Previous studies have investigated shale-oil hydraulic fracturing from four main perspectives: (1) fracture propagation mechanisms, (2) reservoir heterogeneity, (3) formation-pressure behavior, and (4) engineering optimization strategies. Although these works have provided valuable insights, several important limitations remain. Most existing studies focus on fracture morphology or heterogeneity, while the role of formation-energy enhancement during hydraulic fracturing has not been adequately addressed [
15,
16]. In addition, the quantitative relationship between improvements in the formation pressure coefficient and estimated ultimate recovery (EUR) has rarely been examined, and geological and engineering sweet spots are often evaluated separately rather than within an integrated optimization framework [
17,
18,
19,
20,
21]. These gaps are particularly evident in the ZN Oilfield. The reservoir is characterized by thin sand–shale interbeds, strong heterogeneity, low formation pressure coefficients, and large horizontal stress differences. These geological factors lead to uneven fracture propagation and limited stimulated reservoir volume, making conventional hydraulic-fracturing strategies less effective. Existing research provides limited guidance on how to enhance formation energy during stimulation or how to jointly optimize geological and engineering sweet spots under ultra-low-pressure reservoir conditions. Addressing these unresolved issues forms the core motivation for this study and provides the basis for the pressure-enhanced volumetric fracturing strategy proposed herein.

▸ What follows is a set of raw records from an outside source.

PR #17, opened 2016-08-10
DM-7186: Do not fail if tests leave SSSD passwd file open.

jdswinbank:
This happens on the new (August 2016) NCSA LDAP infrastructure; it's triggered
by:

  from eups import Eups

### DIFF
--- a/python/lsst/utils/tests.py
+++ b/python/lsst/utils/tests.py
@@ -177,7 +177,8 @@ class MemoryTestCase(unittest.TestCase):
         now_open = _get_open_files()
 
         # Some files are opened out of the control of the stack.
-        now_open = set(f for f in now_open if not f.endswith(".car") and not f.endswith(".ttf"))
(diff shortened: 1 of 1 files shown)


python/lsst/utils/tests.py
```diff
@@ -177,7 +177,8 @@ def testFileDescriptorLeaks(self):
         now_open = _get_open_files()
 
         # Some files are opened out of the control of the stack.
-        now_open = set(f for f in now_open if not f.endswith(".car") and not f.endswith(".ttf"))
+        now_open = set(f for f in now_open if not f.endswith(".car") and not f.endswith(".ttf")
+                                              and not f == "/var/lib/sss/mc/passwd")
```
timj: `f  !=` ? Should we be saying `not f.endswith("/passwd")` instead?

jdswinbank: Yes, `!=` is better. I decided to make the test as specific as possible for now, since it seems like it's just this one file causing problems. We can always loosen it up to an `endswith()` later if we need to.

This study proposes intensive-stage fracturing technology that creatively integrates energy-replenishment pressurization with differentiated parameter design. Through numerical simulation, we investigate how different fracturing fluid volumes affect the formation pressure coefficient. We also analyze how these variations influence the estimated ultimate recovery (EUR) per well. Based on these results, the economically optimal energy-replenishment scale is evaluated by evaluating the reservoir conditions and the fracability of horizontal sections using the “dual sweet spot” approach from both geological and engineering perspectives. Based on this evaluation, targeted parameter designs—such as segment-cluster strategies, perforation techniques, and proppant-fluid volumes—are proposed. These designs guide the optimization of fracturing parameters under different reservoir conditions.
The rest of the paper is structured as follows. The second part describes the geological engineering conditions of ZN Oilfield in detail; the third part puts forward the reservoir transformation ideas, such as energy replenishment and pressurization process as well as differentiated parameter design for the problems faced by ZN Oilfield. The fourth part verifies the feasibility of dense cutting fracturing technology through on-site construction application. The fifth part presents the conclusions drawn from the study.